We cannot do this. We cannot honor our husbands above God. We cannot honor anybody above God. Not our husbands, not our parents, not our children, not our elders or preachers…nobody. We cannot cover up or participate in any kind of sin. We cannot go along with sin, no matter how close to the participant you are. Sapphira is an excellent example of why. The end of that road is destruction.

And why shouldn’t it be? We’re placing someone else above God. It’s a form of idolatry. Their preferences mean more to me than God’s commands. Their ideas are louder to me than God’s will. Jesus was very plain when He said that you cannot love anyone above Him, and if you do, you really don’t love Him at all. You aren’t really a disciple of Jesus if you are following someone else more closely than you are following Him.

This is hard, when you’re married to someone that you love so very much, that you respect, that you want to make happy — what if they become the priority? We have to guard our hearts, asking God to help us love them how we should, which is to love them less than we love God and that we follow them but not as closely or whole-heartedly as we do Jesus.

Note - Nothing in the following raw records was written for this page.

PR #4099, opened 2020-11-20
Admin, customer options: clarify description of second address line "Suburb" in admin

torvista:
Personally I think the second address field should be named as such, but all the code handling refers to suburb...


drbyte:
You said you find `suburb` to be confusing, preferring `second address`/etc.

But your PR `adds` suburb to the storeowner's UI. 
IMO you're adding confusion, not removing it.

I don't think this is helpful for the storeowner.

torvista:
The Customer Edit field is named Suburb and all the underlying code uses suburb.
Currently the admin switch references second address line and makes no mention of the Suburb so I consider this a clarification tying together the field name and the field function.

drbyte:
Given that the only place `Suburb` is mentioned in any UI is the admin edit-customer screen, let's instead just update the language file.

```

/admin/includes/languages/lang.english.php
--
Line #174 :     'ENTRY_SUBURB' => 'Suburb:',

```

```/includes/languages/english.php

Line #187 :   define('ENTRY_SUBURB', 'Address Line 2:'); 

Line #188 :   define('ENTRY_SUBURB_TEXT', ''); 
```

PR #4101, opened 2020-11-20
Admin, Customers: move NOTIFY_ADMIN_CUSTOMERS_CUSTOMER_EDIT outside Company clause

torvista:
These fields go in their own group. I thought it best to title it Custom Fields to differentiate from core code.

I also added an additional field to the returned array, to provide the label "for"->"id" link in the input field.

### DIFF
--- a/admin/customers.php
+++ b/admin/customers.php
@@ -383,50 +383,50 @@ if (zen_not_null($action)) {
           </div>
         </div>
         <?php
-        if (ACCOUNT_COMPANY == 'true') {
-          ?>
-          <div class="row">
-            <?php echo zen_draw_separator('pixel_trans.gif', '1', '10'); ?>
-          </div>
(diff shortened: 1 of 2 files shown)


drbyte:
Closed in dfe29b0b51a2a2e96b997459486b2ab1342a0afd

torvista:
1. It seems inconsistent to have observer-added fields not in their own formarea group, visually and code-wise. They seem orphaned/not integrated.

form group orphan

2. zen_draw_label is used to construct the label but with no for value:
https://github.com/zencart/zencart/blob/215eaf529641f48e50c29fb73ea8f335e3b9d8b5/admin/customers.php#L422-L429

empty fors

torvista:
Any observer-added fields are not in a formarea group, as shown above "orphaned".
To correct this, what is preferred: in their own "STORE_NAME" group or added onto the end of the "Options" group?
Since these are always store-specific I would suggest the former, and located after "Options".

PR #4102, opened 2020-11-20
Admin, Customer delete: remove/replace personal data, but do not remove record

torvista:
The entry in table customers_info is left intact as it has no personal info, and the date created field is used in the admin customer listing for sorting.


drbyte:
Implemented slightly differently, to allow choice during delete:
Forget Customer

PR #4108, opened 2020-11-27
Add coupon type 'G'

scottcwilson:


proseLA:
hi scott,
i'm not sure what this code does.  it checks for a different value of the `coupon_type` and then does the default action.  so nothing changes.  if you are building towards doing something else, perhaps you can elaborate?

in addition, it seems this section of code is ripe for a minor refactor.  we have 2 different switch statements that are switching on the same thing, and we could group the cases together.  i see a potential for 1/3 the lines of code with increased readability.

https://github.com/zencart/zencart/blob/186c4a0fa2b630ff58b62cf8e6c0d22fd448f609/includes/modules/order_total/ot_coupon.php#L360-L418

something like:
```
switch ($coupon_result->fields['coupon_type']) {
		case 'S': // shipping
		case 'O': // amount off and free shipping
		case 'E': // percentage and Free Shipping
			// use delivery address
			$check_zone_country_id = $order->delivery['country']['id'];
			$check_zone_id = $order->delivery['zone_id'];
			break;
		case 'F': // amount
		case 'P': // percentage
		default:
			// use billing address
			$check_zone_country_id = $order->billing['country']['id'];
			$check_zone_id = $order->billing['zone_id'];
			break;
	}
```
you can add your case of `G` as well to the 2nd set; but again, i am not sure why it is needed.  in fact, in the code above, we can eliminate the case of `F` and `P`; but again if it's a readability thing...  that's a different story.

drbyte:
I think the "for documentation" in the title is akin to "it's a readability thing". Depends on the angle from which you see it.

I'm okay with this being in the code as it makes it easy to find "how does it handle G?", etc.

proseLA:
no thoughts on combining the 2 switch statements and the cases within the switches?

drbyte:
> no thoughts on combining the 2 switch statements and the cases within the switches?

Noted. I haven't studied the code yet.
While I agree in principle with reducing complexity of code, I felt that some of your suggestions were overly aggressive so I'd be more interested in a hybrid.

Also I find myself curious if there is/was a reason why these sections weren't already combined.

scottcwilson:
> i'm not sure what this code does. it checks for a different value of the `coupon_type` and then does the default action. so nothing changes. if you are building towards doing something else, perhaps you can elaborate?

Sorry for the lack of clarity - my only intention was to be sure each possible value of coupon_type had an explanatory comment.  That's all.  I explained this in my first PR but I fat fingered it so I had to do it again and missed the explanation.

PR #4109, opened 2020-11-28
Combine switch statements in ot_coupon

proseLA:
- i do not think this is overly aggressive
- i think this is much easier to understand 
- it preserves all of the explanatory comments
- from a functional standpoint, i see no difference.
- it removes 39 lines of code and comments.


drbyte:
Thanks

PR #4110, opened 2020-11-29
Missing close single quote

scottcwilson:


drbyte:
Ref https://github.com/zencart/zencart/pull/2977

PR #4111, opened 2020-11-29
[157] Missing single quote

scottcwilson:
Missing single quote.  Backport of #4110 to 1.5.7.


drbyte:
Appears to have been introduced in https://github.com/zencart/zencart/pull/2977

PR #4117, opened 2020-12-03
Catch exception when send() fails

scottcwilson:
includes/classes/vendors/PHPMailer/src/PHPMailer.php line 1364 notes that send() can throw an exception, but we don't catch it in Zen Cart.  This means a fatal error, which could cause the checkout confirmation page to appear to hang (and cause multiple re-submits).

### DIFF
--- a/includes/functions/functions_email.php
+++ b/includes/functions/functions_email.php
@@ -359,7 +359,12 @@ use PHPMailer\PHPMailer\SMTP;
       /**
        * Send the email. If an error occurs, trap it and display it in the messageStack
        */
-      if (!$mail->send()) {
+      $success = false;
+      try { 
+         $success = $mail->send(); 
+      } catch (Exception $e) {
+      }
+      if (!$success) { 
         $msg = sprintf(EMAIL_SEND_FAILED . '&nbsp;'. $mail->ErrorInfo, $to_name, $to_email_address, $email_subject);
         if ($messageStack !== NULL) {
           if (IS_ADMIN_FLAG === true) {


includes/functions/functions_email.php
```diff
@@ -359,7 +359,21 @@ function zen_mail($to_name, $to_address, $email_subject, $email_text, $from_emai
...
+             if (IS_ADMIN_FLAG === true) {
+               $messageStack->add_session($msg, 'error');
+             } else {
+               $messageStack->add('header', $msg, 'error');
+             }
+           } else {
+             error_log($msg);
+           }
+           $ErrorInfo .= ($mail->ErrorInfo != '') ? $mail->ErrorInfo . "\n" : '';
+         }
```
drbyte, line 375: Is all this duplicated code needed? If it's throwing an exception when it fails to send, then won't it immediately fall back to the `catch` block, making this duplicated code redundant?

drbyte: Edit: It looks like it still returns a boolean, which we will also need to check.

Can we simplify this so there's no copy/paste of the same logic? Perhaps just put the $mail->send() in the try block, and leave all the failure-checking after the closed (empty) catch block?

scottcwilson: I know there's duplication - just wanted to start by getting the concept out there.  We could try your idea.

includes/functions/functions_email.php
```diff
@@ -359,7 +359,13 @@ function zen_mail($to_name, $to_address, $email_subject, $email_text, $from_emai
...
        * Send the email. If an error occurs, trap it and display it in the messageStack
        */
-      if (!$mail->send()) {
+      $rc = 1;
+      try { 
+         $rc = $mail->send(); 
+      } catch (Exception $e) {
+         $rc = 0; 
+      }
+      if (!$rc) {
```
drbyte, line 368: Definitely better.

How do you feel about simplifying it further?
Something like initializing to false before calling:

$success = false;
try ... $success = $mail->send()

and then catch requires no code

and then if (!$success) ...

scottcwilson: Great.  This is small and easy to backport.

scottcwilson:
Suggested for backport if there is a 1.5.7c.

PR #4118, opened 2020-12-05
fix empty quote of enabled shipping module

proseLA:
just because a shipping module is ENABLED does not mean the module will return a quote. 

adding a tax element to an empty quote creates more problems down the line.

### DIFF
--- a/includes/classes/shipping.php
+++ b/includes/classes/shipping.php
@@ -164,7 +164,7 @@ class shipping extends base {
         if (FALSE == $GLOBALS[$include_quotes[$i]]->enabled) continue;
         $save_shipping_weight = $shipping_weight;
         $quotes = $GLOBALS[$include_quotes[$i]]->quote($method);
-        if (!isset($quotes['tax'])) $quotes['tax'] = 0;
+        if (!isset($quotes['tax']) && !empty($quotes)) $quotes['tax'] = 0;
         $shipping_weight = $save_shipping_weight;
         if (is_array($quotes)) $quotes_array[] = $quotes;
       }


drbyte:
Ref #2585

proseLA:
it is curious, as here:
https://docs.zen-cart.com/dev/code/modules/shipping_modules/#quote
the tax element is not required; but we then check for it and add it if not there.  none of the ZC included shipping modules (that i looked at) return a 0 rate.

as to following down the checkout path as to why @scottcwilson added the tax element to the quote, i'm sure he found something.  these rabbit holes can get pretty deep, and my time is limited.

design wise, i am not sure what's best and most easily enforced; clearly this PR makes sense (to me) and corrects the small oversight of 2585.

scottcwilson:
The issue I was fixing was caused by one of the templates checking for tax, which was not set.  Because template files are often (sadly) copied and never again updated, the best way to resolve this for all was to just add the array element.

proseLA:
> The issue I was fixing was caused by one of the templates checking for tax, which was not set. Because template files are often (sadly) copied and never again updated, the best way to resolve this for all was to just add the array element.

sadly, i do not agree.

- the issue was not resolved for all.  it introduced a new bug that this PR addresses.
- i am not a fan of changing core to accommodate outdated templates.
- your change specifically contradicts the documentation; by adding an element that the docs say is not required.
- templates not working and needing to be updated when updating core is part of an update process, IMO.  

at some point, it would be nice to see changes that move ZC more towards headless e-commerce as opposed to addressing old templates.  i guess that's the age old story here...  making sure old plugins, templates, etc work with the new core.

PR #4119, opened 2020-12-05
fix selected quote not getting set

proseLA:
looking at this code, i see the arrow anti-pattern; and it gets a bit confusing.  with more time, i would consider a refactor.

however, just looking at the code, one can see how `$selected_quote` might not get set, which has happened to me with my existing datasets.

setting the shipping to the same values as if there was an error in the selected quote seems like the best option for now, and corrects the warnings that i am seeing.


drbyte:
🤞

As wives, this can sometimes be a hard balance, because we are put in the unique position within our homes as those who submit. But this lesson from Sapphira shows us that this is not blind submission, and this is not submission to anything at any moment. If there is sin, we are not to go along with it - period. We are not to submit to the authority of our husband’s if they are not submitting to the authority of Jesus in a certain matter. That doesn’t mean if your husband is not a Christian you just don’t have to submit — Peter will tell us that wives can win their husbands over without a word because of their actions and humility. But, if your husband wants you to participate in sin, you absolutely have the right to say no — to follow God instead of him. And the same is true for anybody. Just like Peter and John tell the high priest and other religious rulers - whether it’s right for us to obey you more than God, you be the judge. Obviously the answer is, we’re going to obey God rather than me. And amen to that sentiment. That’s what I want to do, too. I want to help my husband and my children and my church family and everyone else I come in contact with to know Jesus and see Jesus and follow Jesus. I want to be the wife I am called to be, the mom I am called to be, the church member I am called to be. But part of that calling - part of who I am supposed to be - is someone who is pure and holy. I cannot abide sin in my life or in the lives of those that I love. And I most certainly cannot go along with it just because I love someone. Truly loving the people in my life means showing them God’s will for their lives. Truly loving the people in my life means saying no to sin when they want me to say yes.

How different would Sapphira’s situation have been if she had followed Jesus instead of her husband? Wouldn’t God have taken care of her? Even in widowhood? Wouldn’t God’s church have surrounded her and helped her? When we say no to sin and yes to God, God will be with us and strengthen us - even if He is strengthening us for a trial or persecution that arises because of our faithfulness to Him. He has promised to never leave us and never forsake us, and He has promised that if we will remain true to Him then we will receive the crown of life when this life is over. That’s what I want. I want to see Jesus in His eternal glory. I want to bow down and worship in His presence. And the way that that’s possible is by me following wholly after Him; giving my entire self to His ways. I cannot follow two masters, which means I am going to say no to the sin that comes up in my life - I am going to say no when others want me to follow the sin in their lives, even if those are the closest people to me.

May we learn the lesson of Sapphira. The reason I titled today’s episode ‘The power of proximity’ is because her downfall was the one closest to her — that her husband was closer to her and more of an influence over her than Jesus was. May we not be closer to anyone or anything than we are to Jesus. May we not love anyone or anything more than we love Jesus. May Jesus be the closest one to us all the days of our lives.